> [YOUR ASSIGNMENT]
Transcribe the data below verbatim from the line with "DTSPO-35143: Add nagger" to the line with "- New resource". Include both of those lines.
##########
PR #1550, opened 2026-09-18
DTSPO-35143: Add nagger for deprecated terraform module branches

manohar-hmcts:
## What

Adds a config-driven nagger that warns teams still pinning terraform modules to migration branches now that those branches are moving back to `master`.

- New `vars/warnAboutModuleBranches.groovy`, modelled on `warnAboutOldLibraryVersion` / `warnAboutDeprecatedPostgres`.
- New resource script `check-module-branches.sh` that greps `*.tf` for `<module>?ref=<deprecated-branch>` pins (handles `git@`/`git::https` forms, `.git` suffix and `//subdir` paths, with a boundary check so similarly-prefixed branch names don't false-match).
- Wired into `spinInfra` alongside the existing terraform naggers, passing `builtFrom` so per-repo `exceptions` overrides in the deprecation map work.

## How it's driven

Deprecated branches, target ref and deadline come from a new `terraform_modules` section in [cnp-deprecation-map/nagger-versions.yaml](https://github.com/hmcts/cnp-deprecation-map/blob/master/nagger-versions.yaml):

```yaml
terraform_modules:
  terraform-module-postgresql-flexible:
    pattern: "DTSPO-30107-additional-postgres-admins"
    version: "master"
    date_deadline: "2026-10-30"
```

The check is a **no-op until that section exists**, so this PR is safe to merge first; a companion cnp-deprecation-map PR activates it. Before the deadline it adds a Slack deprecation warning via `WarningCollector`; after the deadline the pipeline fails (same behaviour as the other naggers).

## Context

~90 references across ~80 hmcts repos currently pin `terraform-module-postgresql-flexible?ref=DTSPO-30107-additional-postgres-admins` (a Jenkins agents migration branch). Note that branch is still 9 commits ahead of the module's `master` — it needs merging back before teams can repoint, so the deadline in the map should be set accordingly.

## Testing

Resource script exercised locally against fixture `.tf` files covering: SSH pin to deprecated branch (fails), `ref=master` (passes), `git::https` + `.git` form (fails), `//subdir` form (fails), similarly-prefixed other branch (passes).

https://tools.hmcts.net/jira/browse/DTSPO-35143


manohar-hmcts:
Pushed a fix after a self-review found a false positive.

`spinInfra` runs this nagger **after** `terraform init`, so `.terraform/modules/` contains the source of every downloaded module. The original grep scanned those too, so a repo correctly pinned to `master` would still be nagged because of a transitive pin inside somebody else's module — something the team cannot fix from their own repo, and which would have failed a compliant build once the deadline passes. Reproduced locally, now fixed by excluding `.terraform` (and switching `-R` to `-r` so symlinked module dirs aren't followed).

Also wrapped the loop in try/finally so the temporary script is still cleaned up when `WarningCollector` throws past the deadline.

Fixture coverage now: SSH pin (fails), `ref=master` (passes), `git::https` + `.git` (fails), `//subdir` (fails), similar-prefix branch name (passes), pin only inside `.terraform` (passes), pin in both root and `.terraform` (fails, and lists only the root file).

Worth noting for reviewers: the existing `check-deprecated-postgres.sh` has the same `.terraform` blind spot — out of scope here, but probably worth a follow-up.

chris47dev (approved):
##########
> [YOUR RESPONSE]
DTSPO-35143: Add nagger for deprecated terraform module branches

manohar-hmcts:
## What

Adds a config-driven nagger that warns teams still pinning terraform modules to migration branches now that those branches are moving back to `master`.

- New `vars/warnAboutModuleBranches.groovy`, modelled on `warnAboutOldLibraryVersion` / `warnAboutDeprecatedPostgres`.
- New resource script `check-module-branches.sh` that greps `*.tf` for `<module>?ref=<deprecated-branch>` pins (handles `git@`/`git::https` forms, `.git` suffix and `//subdir` paths, with a boundary check so similarly-prefixed branch names don't false-match).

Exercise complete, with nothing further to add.